Title: Francis Bacon,Modern & Post-Modern Science
'Modern' science is a protestant conversation with the world.
'Post-modern' science is a multi-faith conversation with the world.
Harry
http://www.strangescience.net/bacon.htm
Francis Bacon
Born in 1561, Francis Bacon was neither a paleontologist nor a
biologist. He couldn't even be called a scientist considering the term
didn't exist yet. Still, Bacon influenced all of science, once proclaiming,
"I have taken all knowledge to be my province."
In the centuries leading up to Bacon's birth, human knowledge depended
heavily on divine philosophy and Aristotelian logic. Bacon advocated a
completely new approach in which human knowledge would be empirically built
upon observation and experimentation. Bacon's aim was help mankind master
nature through discovery and invention. He discouraged scholars and savants
from reaching conclusions too quickly, and urged them to gather as many
facts as possible.

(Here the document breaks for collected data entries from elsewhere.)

PR #4210, opened 2022-12-14
feat(docs/nextcloud): Updated docs

samip5:
It was missing the proper syntax for urls with index.php in between.

### DIFF
--- a/website/integrations/services/nextcloud/index.md
+++ b/website/integrations/services/nextcloud/index.md
@@ -24,23 +24,21 @@ In case something goes wrong with the configuration, you can use the URL `http:/
 
 The following placeholders will be used:
 
--   `nextcloud.company` is the FQDN of the NextCloud install.
+-   `nextcloud.company` is the FQDN of the Nextcloud install.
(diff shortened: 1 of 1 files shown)


website/integrations/services/nextcloud/index.md
```diff
@@ -29,10 +29,10 @@ The following placeholders will be used:
 
 Create an application in authentik and note the slug you choose, as this will be used later. In the Admin Interface, go to Applications->Providers. Create a SAML provider with the following parameters:
 
--   ACS URL: `https://nextcloud.company/apps/user_saml/saml/acs`
+-   ACS URL: `https://nextcloud.company/index.php/apps/user_saml/saml/acs`
```
BeryJu, line 32: I think this should be a note underneath instead of changing the URLs, as this seems to depend on the nextcloud installation and if URL rewrites are enabled, something like this below the parameters:

```markdown
:::note
Depending on your nextcloud configuration, you might need to use `https://nextcloud.company/index.php/` instead of `https://nextcloud.company/`
:::
```

BeryJu (changes requested):

PR #4264, opened 2022-12-22
Blueprints: Added `!If` tag

astro-stan:
# Details
N/A

### New Features
* Adds the `!If` tag

### Breaking Changes
N/A

## Additional
As briefly discussed in #4167, I have added the ability to conditionally include YAML in blueprints.

This adds a lot of flexibility to the overall blueprint structure. 

The most basic example I can think of would be something like this:
```
entries:
...
- model: ...
  state: !If [ !Context i_want_this, present, absent]
  ...
```
Thus allowing the user to conditionally add or delete entries.


sdimovv:
I created a GPG signature, but could not find a way to sign the commits I already pushed, so I soft-reset them and commited them again with my GPG signature. Hope that is okay.

sdimovv:
All the changes I made are covered by tests. Codecov failing should be a false positive.

sdimovv:
Hi @BeryJu,

Would it be possible to merge this in before 2022.12?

Succeeding generations of Baconian scientists turned away
from discerning divine intentions in nature's creations. For better or
worse, they instead looked for nature's utility to man. Yet Bacon was not a
scientist in the completely modern sense; he was a product of a deeply
religious society, and believed that the study of nature would restore Man
to the powers he had before the Biblical fall from grace:
For man by the Fall fell at the same time from his state of innocency and
from his dominion over Creation. Both of these losses however can even in
this life be in some part repaired; the former by religion and faith, the
latter by arts and sciences.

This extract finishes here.